-- WHAT IS EXPECTED --
From the top of the entries below through the line containing "Thanks for the PR!", return every line exactly as written, please, and stop there.

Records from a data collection
PR #202, opened 2020-12-15
update deps to build with new pip

### LINKED ISSUE #201: nightly builds are timing out
The nightly build started timing out about 10 days ago.

Pip released a new version about 10 days ago with a new resolver:
http://pyfound.blogspot.com/2020/11/pip-20-3-new-resolver.html

Perhaps related?

epaulson:
Should fix #201. Note that I basically just took an existing version of Brick I had and checked to see which versions of black/flake8/etc it had installed and said "use these"

### DIFF
--- a/requirements.txt
+++ b/requirements.txt
@@ -1,16 +1,15 @@
 isodate==0.6.0
-owlrl>=5.2.0
-git+https://github.com/RDFLib/OWL-RL.git@471d1dfe8f6 # because of issue https://github.com/RDFLib/OWL-RL/issues/29, use git directly until it's released.
+owlrl>=5.2.1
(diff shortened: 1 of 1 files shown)


gtfierro:
Thanks for the PR!

We should probably give this a try with `owlrl >= 6.0.0`, but I believe that dependency probably comes from `brickschema`, which hasn't updated its dependencies yet. I can make that change at a later date after I test the newer OWLRL package. Is this PR good to merge?

epaulson:
I think it's good to merge -  the tests passed and the Brick.ttl that came out of this is the same as the last good nightly version, except it's got the schema.org fix applied, as expected.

-- YOUR SOLUTION --
PR #202, opened 2020-12-15
update deps to build with new pip

### LINKED ISSUE #201: nightly builds are timing out
The nightly build started timing out about 10 days ago.

Pip released a new version about 10 days ago with a new resolver:
http://pyfound.blogspot.com/2020/11/pip-20-3-new-resolver.html

Perhaps related?

epaulson:
Should fix #201. Note that I basically just took an existing version of Brick I had and checked to see which versions of black/flake8/etc it had installed and said "use these"

### DIFF
--- a/requirements.txt
+++ b/requirements.txt
@@ -1,16 +1,15 @@
 isodate==0.6.0
-owlrl>=5.2.0
-git+https://github.com/RDFLib/OWL-RL.git@471d1dfe8f6 # because of issue https://github.com/RDFLib/OWL-RL/issues/29, use git directly until it's released.
+owlrl>=5.2.1
(diff shortened: 1 of 1 files shown)


gtfierro:
Thanks for the PR!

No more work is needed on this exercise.